• Prompt: An exact copy of every entry is the required answer.
(Record set Opens)
PR #4822, opened 2021-04-26
stying edits: small collection of various visual fixes

urcades:
All edits were constrained within the `/components` directory of the wallet src. Most involve simple value switches and other similarly simple fixes, towards matching designs.

Will screenshoot and capture other misc. feedback that I can't edit easily.

### DIFF
--- a/pkg/btc-wallet/src/js/components/lib/balance.js
+++ b/pkg/btc-wallet/src/js/components/lib/balance.js
@@ -76,14 +76,14 @@ export default class Balance extends Component {
            height="400px"
            width='100%'
            backgroundColor="white"
-           borderRadius="32px"
+           borderRadius="48px"
            justifyContent="space-between"
            mb={5}
            p={5}
          >
            <Row justifyContent="space-between">
              <Text color="orange" fontSize={1}>Balance</Text>
-             <Text color="lighterGray" fontSize="14px" mono>{addressText}</Text>
+             <Text color="lightGray" fontSize="14px" mono>{addressText}</Text>
              <CurrencyPicker
                denomination={denomination}
                currencies={this.props.state.currencyRates}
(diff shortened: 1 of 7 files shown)


urcades:
Observation: Filtering on valid ship names is too strict, should work without someone needing to type `~` — I know this is a broader issue we run into across urbit interfaces, but requiring typed input for valid patP filtering is unfriendly.

Screen Shot 2021-04-26 at 1 23 51 AM

urcades:
Observation: Overfill on Invoicing interface when a long string is passed as a recipient (BTC addresses) should be properly truncated.

Screen Shot 2021-04-26 at 1 41 49 AM

urcades:
For any truncated address we display, one should be able to click the string to copy the "full" version of the address. This should effectively mimic the pattern we use in Landscape, on patPs.

Screen Shot 2021-04-26 at 2 23 48 AM

urcades:
The current way we display the "BTC" view of one's wallet needs some tweaking:

Screen Shot 2021-04-26 at 2 25 56 AM

Basically, let's remove the 'B' prefix, truncate the trailing decimal numbers to 6 digits, and ensure the count ends in a BTC suffix. The total currency should more or less appear as so:

Screen Shot 2021-04-26 at 2 36 45 AM

urcades:
Observation: Due to the uneven horizontal sizing of the components that make up the "Send" header info, they appear unevenly aligned:

Screen Shot 2021-04-26 at 2 25 42 AM

The simple observation here is that these elements should be treated such that the title "Send BTC" should appear pinned to the top left, the "X" to go back should be pinned to the top right, and the currency should be perfectly centered to the entire column, regardless of the other two elements.

urcades:
The formatting of this invoice/send state is a bit weird:

Screen Shot 2021-04-26 at 1 43 52 AM

An improved design allows the top messaging to remain "whole" and balanced-feeling, and allows one to use the normative "primary button area" to allow a pilot to go back to their balance screen:

Screen Shot 2021-04-26 at 2 47 01 AM

ixv:
Thanks @urcades, I'm going to close this and cherrypick your commit onto another branch, because this isn't really the right branch to PR to, and I'll look into your requested changes.

PR #4823, opened 2021-04-26
VirtualScroller: performance enhancements

liam-fitzgerald:
- Removes unused props from a variety of chat components
- Prevents scroll adjustments from transcluded nodes from being render-blocking (useEffect vs useLayoutEffect)
- Renders less chatmessages at once
- Makes BigIntOrderedMap immutable, to correctly leverage React memoisation
- GraphContentWide now correctly memoizes
- Prevents refs from being reset every render

ChatMessage: remove dead props

ChatResource: remove unnecessary props

ChatWindow: remove unnecessary props

interface: remove dead pendings

virtualContext: drop useLayoutEffect

VirtualScroller: rework for less memory use, faster speeds

interface: make BigIntOrderedMap immutable

interface: remove unnecessary routing props


matildepark (approved):

matildepark:
Appears so, yes.

matildepark:
There is one weird thing, though, I would suggest looking at: if you use this to proxy onto dabben-larbet, and you go to Interface chat in the Tlon group, it uh, crashes the tab.

tacryt-socryp:
Well, let's throw it onto next-js then lmao

tacryt-socryp (approved):
Idk the difference between useLayoutEffect and useEffect but this is good to go.

matildepark:
Wait wait wait don't merge, crashing the tab is sort of a big deal.

matildepark (changes requested):
What's going on with that case ...

pkg/interface/src/views/components/VirtualScroller.tsx
```diff
@@ -575,8 +574,10 @@ function VirtualChild(props: VirtualChildProps) {
 
   const ref = useCallback((el: HTMLElement | null) => {
     setRef(el, props.index);
-  }, [setRef, props.index])
+  //  VirtualChild should always be keyed on the index, so the index should be
+  //  valid for the entire lifecycle of the component, hence no dependencies
+  }, []);
```
tacryt-socryp, line 579: I believe this makes it update on every tick

liam-fitzgerald: No, that's if the dependencies are not provided. `[]` will cause the ref callback to be constant throughout the entire lifecycle.

matildepark:
The unread banner straight up doesn't appear in these "big unread backlog" cases, which is a regression.

matildepark (approved):

PR #4825, opened 2021-04-26
tests: update to reflect recent changes

Fang-:
idk why we don't get CI on next-sys anymore, but it let these slip by. Could've been worse!


matildepark:
I don't think next-sys has https://github.com/urbit/urbit/commit/5e806fef1300c8a22fc5991e32255fa2e2a8366c in it, might be worth merging master back in.

Fang-:
Good call! Just merged master into `release/next-sys`.

philipcmonk (approved):
Great, thanks

PR #4766, opened 2021-04-14
vere: fix cttp crash by accounting for synchronous error callback

joemfb:
The PR fixes a long-standing occasional crash in vere's http client i/o driver. The issue was my misuse of the `h2o_http1client_connect()` -- while usually asynchronous regardless of success, a failure to create a sock results in a synchronous invocation of the error callback, which causes a use-after-free.

Fixes #4601 and #2006

PR #4828, opened 2021-04-27
vere: fix cttp tls crash from (bad) fix for synchronous error callback 

joemfb:
This PR fixes a crash introduced by #4766. That PR fixed a longstanding, rare crash in the http-client driver, caused by a surprising synchronous call to a normally async callback, which would result in a use-after-free. The fix introduced a new, deterministic crash for every TLS request, due to my misunderstanding of the code (which I had written).

`cttp.c` always connects by ip/port, to avoid synchronous `getaddrinfo()` calls in the library (we use libuv's threadpool at call sites). In order to correctly negotiate TLS sessions, we must also synchronously patch the SNI data, but only after successful `connect()` calls. This PR extends the client request state machine to correctly cover these edge cases.

### DIFF
--- a/pkg/urbit/vere/io/cttp.c
+++ b/pkg/urbit/vere/io/cttp.c
@@ -36,26 +36,26 @@
 /* u3_creq: outgoing http request.
 */
   typedef struct _u3_creq {             //  client request
-    c3_l             num_l;             //  request number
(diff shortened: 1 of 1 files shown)


philipcmonk (approved):
looks good, and works on my machine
(Record set Closes)
• Answer to this problem:
PR #4822, opened 2021-04-26
stying edits: small collection of various visual fixes

urcades:
All edits were constrained within the `/components` directory of the wallet src. Most involve simple value switches and other similarly simple fixes, towards matching designs.

Will screenshoot and capture other misc. feedback that I can't edit easily.

### DIFF
--- a/pkg/btc-wallet/src/js/components/lib/balance.js
+++ b/pkg/btc-wallet/src/js/components/lib/balance.js
@@ -76,14 +76,14 @@ export default class Balance extends Component {
            height="400px"
            width='100%'
            backgroundColor="white"
-           borderRadius="32px"
+           borderRadius="48px"
            justifyContent="space-between"
            mb={5}
            p={5}
          >
            <Row justifyContent="space-between">
              <Text color="orange" fontSize={1}>Balance</Text>
-             <Text color="lighterGray" fontSize="14px" mono>{addressText}</Text>
+             <Text color="lightGray" fontSize="14px" mono>{addressText}</Text>
              <CurrencyPicker
                denomination={denomination}
                currencies={this.props.state.currencyRates}
(diff shortened: 1 of 7 files shown)


urcades:
Observation: Filtering on valid ship names is too strict, should work without someone needing to type `~` — I know this is a broader issue we run into across urbit interfaces, but requiring typed input for valid patP filtering is unfriendly.

Screen Shot 2021-04-26 at 1 23 51 AM

urcades:
Observation: Overfill on Invoicing interface when a long string is passed as a recipient (BTC addresses) should be properly truncated.

Screen Shot 2021-04-26 at 1 41 49 AM

urcades:
For any truncated address we display, one should be able to click the string to copy the "full" version of the address. This should effectively mimic the pattern we use in Landscape, on patPs.

Screen Shot 2021-04-26 at 2 23 48 AM

urcades:
The current way we display the "BTC" view of one's wallet needs some tweaking:

Screen Shot 2021-04-26 at 2 25 56 AM

Basically, let's remove the 'B' prefix, truncate the trailing decimal numbers to 6 digits, and ensure the count ends in a BTC suffix. The total currency should more or less appear as so:

Screen Shot 2021-04-26 at 2 36 45 AM

urcades:
Observation: Due to the uneven horizontal sizing of the components that make up the "Send" header info, they appear unevenly aligned:

Screen Shot 2021-04-26 at 2 25 42 AM

The simple observation here is that these elements should be treated such that the title "Send BTC" should appear pinned to the top left, the "X" to go back should be pinned to the top right, and the currency should be perfectly centered to the entire column, regardless of the other two elements.

urcades:
The formatting of this invoice/send state is a bit weird:

Screen Shot 2021-04-26 at 1 43 52 AM

An improved design allows the top messaging to remain "whole" and balanced-feeling, and allows one to use the normative "primary button area" to allow a pilot to go back to their balance screen:

Screen Shot 2021-04-26 at 2 47 01 AM

ixv:
Thanks @urcades, I'm going to close this and cherrypick your commit onto another branch, because this isn't really the right branch to PR to, and I'll look into your requested changes.

PR #4823, opened 2021-04-26
VirtualScroller: performance enhancements

liam-fitzgerald:
- Removes unused props from a variety of chat components
- Prevents scroll adjustments from transcluded nodes from being render-blocking (useEffect vs useLayoutEffect)
- Renders less chatmessages at once
- Makes BigIntOrderedMap immutable, to correctly leverage React memoisation
- GraphContentWide now correctly memoizes
- Prevents refs from being reset every render

ChatMessage: remove dead props

ChatResource: remove unnecessary props

ChatWindow: remove unnecessary props

interface: remove dead pendings

virtualContext: drop useLayoutEffect

VirtualScroller: rework for less memory use, faster speeds

interface: make BigIntOrderedMap immutable

interface: remove unnecessary routing props


matildepark (approved):

matildepark:
Appears so, yes.

matildepark:
There is one weird thing, though, I would suggest looking at: if you use this to proxy onto dabben-larbet, and you go to Interface chat in the Tlon group, it uh, crashes the tab.

tacryt-socryp:
Well, let's throw it onto next-js then lmao

tacryt-socryp (approved):
Idk the difference between useLayoutEffect and useEffect but this is good to go.

matildepark:
Wait wait wait don't merge, crashing the tab is sort of a big deal.

matildepark (changes requested):
What's going on with that case ...

pkg/interface/src/views/components/VirtualScroller.tsx
```diff
@@ -575,8 +574,10 @@ function VirtualChild(props: VirtualChildProps) {
 
   const ref = useCallback((el: HTMLElement | null) => {
     setRef(el, props.index);
-  }, [setRef, props.index])
+  //  VirtualChild should always be keyed on the index, so the index should be
+  //  valid for the entire lifecycle of the component, hence no dependencies
+  }, []);
```
tacryt-socryp, line 579: I believe this makes it update on every tick

liam-fitzgerald: No, that's if the dependencies are not provided. `[]` will cause the ref callback to be constant throughout the entire lifecycle.

matildepark:
The unread banner straight up doesn't appear in these "big unread backlog" cases, which is a regression.

matildepark (approved):

PR #4825, opened 2021-04-26
tests: update to reflect recent changes

Fang-:
idk why we don't get CI on next-sys anymore, but it let these slip by. Could've been worse!


matildepark:
I don't think next-sys has https://github.com/urbit/urbit/commit/5e806fef1300c8a22fc5991e32255fa2e2a8366c in it, might be worth merging master back in.

Fang-:
Good call! Just merged master into `release/next-sys`.

philipcmonk (approved):
Great, thanks

PR #4766, opened 2021-04-14
vere: fix cttp crash by accounting for synchronous error callback

joemfb:
The PR fixes a long-standing occasional crash in vere's http client i/o driver. The issue was my misuse of the `h2o_http1client_connect()` -- while usually asynchronous regardless of success, a failure to create a sock results in a synchronous invocation of the error callback, which causes a use-after-free.

Fixes #4601 and #2006

PR #4828, opened 2021-04-27
vere: fix cttp tls crash from (bad) fix for synchronous error callback 

joemfb:
This PR fixes a crash introduced by #4766. That PR fixed a longstanding, rare crash in the http-client driver, caused by a surprising synchronous call to a normally async callback, which would result in a use-after-free. The fix introduced a new, deterministic crash for every TLS request, due to my misunderstanding of the code (which I had written).

`cttp.c` always connects by ip/port, to avoid synchronous `getaddrinfo()` calls in the library (we use libuv's threadpool at call sites). In order to correctly negotiate TLS sessions, we must also synchronously patch the SNI data, but only after successful `connect()` calls. This PR extends the client request state machine to correctly cover these edge cases.

### DIFF
--- a/pkg/urbit/vere/io/cttp.c
+++ b/pkg/urbit/vere/io/cttp.c
@@ -36,26 +36,26 @@
 /* u3_creq: outgoing http request.
 */
   typedef struct _u3_creq {             //  client request
-    c3_l             num_l;             //  request number
(diff shortened: 1 of 1 files shown)


philipcmonk (approved):
looks good, and works on my machine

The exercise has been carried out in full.